Distributed Training
How training scales across hundreds/thousands of GPUs.
Data parallelism vs model parallelism vs pipeline parallelism - explain each.
- Data parallelism: full model copied on every GPU, each processes a different data shard, gradients are averaged (all-reduce) - simple but requires the model to fit on one device.
- Tensor/model parallelism: individual layers/matrices are split across GPUs (e.g., splitting a weight matrix column-wise) - needed when a single layer doesn't fit on one device, requires high-bandwidth interconnect due to frequent communication.
- Pipeline parallelism: different layers are placed on different GPUs, and micro-batches flow through them like an assembly line - reduces communication vs tensor parallelism but introduces "bubble" idle time.
What is ZeRO (Zero Redundancy Optimizer) and what do its stages do?
ZeRO eliminates the memory redundancy of standard data parallelism (where every GPU holds a full copy of optimizer states, gradients, and parameters) by sharding them across GPUs instead. Stage 1 shards optimizer states, Stage 2 additionally shards gradients, Stage 3 additionally shards the model parameters themselves (this is what FSDP implements) - each stage trades more communication for dramatically lower per-GPU memory, enabling much larger models to be trained on the same hardware.
What is gradient accumulation and when do you need it?

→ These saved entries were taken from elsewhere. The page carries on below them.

PR #83, opened 2019-07-26
Make cloudwatch and tag semaphore concurrency configurable

### LINKED ISSUE #82: 0.13.5-0.13.7 are slow compared to 0.13.4 and older
I am updating from 0.11.0 and have found the current version of yace to be much slower than previous versions.

With a scaled down version of my configuration, versions 0.13.4 and 0.11.0 have about the same performance, taking 11 seconds to scrape CloudWatch metrics in a single example account.
Versions 0.13.5-alpha, 0.13.6, and 0.13.7 all take somewhere between 26-37 seconds to scrape the same configuration in the same account, usually closer to 37 seconds. That's around 3x slower.

My real configuration scrapes the same metrics across 3 additional accounts, in 3 regions (i.e. it scrapes the same set of metrics in 12 different account/region combinations). Versions 0.13.4 and 0.11.0 take 11-12 seconds to scrape all of these metrics, which makes sense as each account/region has independent API rate limiting so the additional requests to different locations don't really slow the process down.
Version 0.13.7 took 5.5 minutes, approximately 25x slower than version 0.13.4.

I suspect that adding another AWS account to scrape will make this even slower, although adding more accounts did not change the scrape time at all in previous versions.

In the debug logs, it appears that the requests are being sent in many tiny batches, each of which takes about 5 seconds to return. It seems like the change to limit the concurrency of AWS requests is the cause of this extreme slowdown. Would it be okay to add a parameter to disable this, increase the limit, or make the limit only apply per role and region?

It also looks like the change from #29 to reduce the number of listMetrics calls has been reverted, so ALB metrics will make a listMetrics call for every metric*ALB combination, instead of once per ALB. That doesn't seem like the biggest contributor to the slowdown, though it will increase the chances of hitting cloudwatch API limits again.

Here's a somewhat-redacted version of my scrape configuration for a single account, in case it helps. The multi-account multi-region is identical except each job is repeated 12 times, with different `region` and `roleArn` values.
```
discovery:
  exportedTagsOnMetrics:
    elb:
    - Name
    - Tag1
    - Tag2
    - Tag3
    - Tag4
    alb:
    - Name
    - Tag1
    - Tag2
    - Tag3
    - Tag4
    rds:
    - Name
    - Tag1
    - Tag2
    - Tag3
    - Tag4
    ebs:
    - Name
    - Tag1
    - Tag2
    - Tag3
    - Tag4
    - MountPoint
    lambda:
    - Name
    - Tag1
    - Tag2
    - Tag3
    - Tag4
    vpn:
    - Name
    - Tag1
    - Tag2
    - Tag3
    - Tag4
  jobs:


  - type: elb
    region: ap-southeast-2

    searchTags:
    - Key: Tag2
      Value: ^(value1|value2|value3|...)$
    metrics:
    - name: HealthyHostCount
      statistics: [Average]
      period: 60
      length: 600
      delay: 600
    - name: SpilloverCount
      statistics: [Sum]
      period: 60
      length: 600
      delay: 600
    - name: SurgeQueueLength
      statistics: [Maximum, Average]
      period: 60
      length: 600
      delay: 600
    - name: UnHealthyHostCount
      statistics: [Average]
      period: 60
      length: 600
      delay: 600
  - type: alb
    region: ap-southeast-2

    searchTags:
    - Key: Tag2
      Value: ^(value1|value2|value3|...)$
    metrics:
    - name: HealthyHostCount
      statistics: [Average]
      period: 60
      length: 600
      delay: 600
    - name: UnHealthyHostCount
      statistics: [Average]
      period: 60
      length: 600
      delay: 600
    - name: UnHealthyHostCount
      statistics: [Sum]
      period: 60
      length: 600
      delay: 600
  - type: rds
    region: ap-southeast-2

    searchTags:
    - Key: Tag2
      Value: ^(value1|value2|value3|...)$
    metrics:
    - name: BurstBalance
      statistics: [Average]
      period: 60
      length: 600
      delay: 600
    - name: CPUUtilization
      statistics: [Average]
      period: 60
      length: 600
      delay: 600
    - name: DatabaseConnections
      statistics: [Average]
      period: 60
      length: 600
      delay: 600
    - name: FreeableMemory
      statistics: [Average]
      period: 60
      length: 600
      delay: 600
    - name: FreeStorageSpace
      statistics: [Average]
      period: 60
      length: 600
      delay: 600
    - name: SwapUsage
      statistics: [Average]
      period: 60
      length: 600
      delay: 600
    - name: ReadIOPS
      statistics: [Average]
      period: 60
      length: 600
      delay: 600
    - name: WriteIOPS
      statistics: [Average]
      period: 60
      length: 600
      delay: 600
  - type: lambda
    region: ap-southeast-2

    searchTags:
    - Key: Tag2
      Value: ^(value1|value2|value3|...)$
    metrics:
    - name: Invocations
      statistics: [Sum]
      period: 60
      length: 600
      delay: 600
    - name: Errors
      statistics: [Sum]
      period: 60
      length: 600
      delay: 600
    - name: Duration
      statistics: [Average]
      period: 60
      length: 600
      delay: 600
    - name: Throttles
      statistics: [Sum]
      period: 60
      length: 600
      delay: 600
  - type: vpn
    region: ap-southeast-2

    searchTags:
    - Key: Tag2
      Value: ^(value1|value2|value3|...)$
    metrics:
    - name: TunnelState
      statistics: [Average]
      period: 60
      length: 600
      delay: 600
```

nhinds:
Should resolve #82 if users pass high enough numbers for the new `-tag-concurrency` and `-cloudwatch-concurrency` flags, e.g. `-tag-concurrency 1000 -cloudwatch-concurrency 1000`

### DIFF
--- a/abstract.go
+++ b/abstract.go
@@ -9,8 +9,8 @@ import (
 )
 
 var (
-	cloudwatchSemaphore = make(chan struct{}, 5)
-	tagSemaphore        = make(chan struct{}, 5)
+	cloudwatchSemaphore chan struct{}
+	tagSemaphore        chan struct{}
 )
 
 func scrapeAwsData(config conf) ([]*tagsData, []*cloudwatchData) {
--- a/main.go
+++ b/main.go
@@ -14,10 +14,12 @@ import (
 var version = "custom-build"
 
 var (
-	addr        = flag.String("listen-address", ":5000", "The address to listen on.")
-	configFile  = flag.String("config.file", "config.yml", "Path to configuration file.")
-	debug       = flag.Bool("debug", false, "Add verbose logging")
-	showVersion = flag.Bool("v", false, "prints current yace version.")
+	addr                  = flag.String("listen-address", ":5000", "The address to listen on.")
+	configFile            = flag.String("config.file", "config.yml", "Path to configuration file.")
+	debug                 = flag.Bool("debug", false, "Add verbose logging")
+	showVersion           = flag.Bool("v", false, "prints current yace version.")
+	cloudwatchConcurrency = flag.Int("cloudwatch-concurrency", 5, "Maximum number of concurrent requests to CloudWatch API")
+	tagConcurrency        = flag.Int("tag-concurrency", 5, "Maximum number of concurrent requests to Resource Tagging API")
 
 	supportedServices = []string{
 		"alb",
@@ -73,6 +75,9 @@ func main() {
 	if err := config.load(configFile); err != nil {
 		log.Fatal("Couldn't read ", *configFile, ":", err)
 	}
+
+	cloudwatchSemaphore = make(chan struct{}, *cloudwatchConcurrency)
+	tagSemaphore = make(chan struct{}, *tagConcurrency)
 
 	log.Println("Startup completed")
 


thomaspeitz:
Thanks a lot!

PR #88, opened 2019-08-17
make sure to get most up-to-date datapoint

EladDolev:
this PR fixes two bugs
1. inconsistent metrics with every scrape
2. broken scraping when `addCloudwatchTimestamp` and `nilToZero` are set, and no metrics return


thomaspeitz:
Thanks a lot! Will review on Friday.

PR #90, opened 2019-08-17
improve Dockerfile to cache module download

EladDolev:
`CMD`->`ENTRYPOINT` change might break it for some users that will need to adapt


thomaspeitz:
Looks good. Thanks a lot. Will merge on friday and release.

I like the change of CMD > Entrypoint even if it breaks (again) the exporter for folks. But lets do these things still we are stable.

EladDolev:
Sweet :-)

PR #243, opened 2020-12-17
Update plugins via Pluginsmanager

jjw24:
- use ```pm update``` to see a list of available plugins to update
- prompt to go to update section when user tries to install an already existing plugin but has an update pending
- update plugin method call


Plugins/Flow.Launcher.Plugin.PluginsManager/PluginsManager.cs
```diff
@@ -62,25 +92,89 @@ internal void InstallOrUpdate(UserPlugin plugin)
...
+
+                                                Context.API.RestartApp();
+
+                                                return true;
+                                            }
+
+                                            return false;
+                                        }
+                                    })
+                            .ToList();
```
taooceros, line 168: Actaully, we can remove the ToList() here to keep it as an IEnumerable to make Linq calculate the where and select method together, which should be faster (though not significant), since this result is only calculated once else where.

taooceros (approved):
Seems Great

jjw24:
done please rereview

jjw24:
done please rereview @taooceros

taooceros (approved):
Great work!

jjw24:
awesome thanks. 

Do you have the ability to merge as well?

Gradient accumulation runs several forward/backward passes on smaller micro-batches, summing their gradients before a single optimizer step - simulating a larger effective batch size than would fit in GPU memory at once. It's used when the desired batch size for stable training exceeds available memory.
What is gradient checkpointing (activation checkpointing)?
Instead of storing all intermediate activations for the backward pass, only a subset of activations are kept and the rest are recomputed on-the-fly during backpropagation. This trades extra compute (roughly 20-30% slower) for a large reduction in memory usage, letting you train bigger models or larger batch sizes on the same hardware.
Why does interconnect bandwidth (NVLink, InfiniBand) matter so much for large-scale training?
Distributed training requires frequent synchronization (all-reduce for gradients, all-gather for sharded parameters), and as GPU count grows this communication can dominate wall-clock time if bandwidth is low. High-bandwidth interconnects (NVLink within a node, InfiniBand across nodes) keep GPUs compute-bound rather than communication-bound, which is why cluster network topology is as important as raw GPU count for training efficiency.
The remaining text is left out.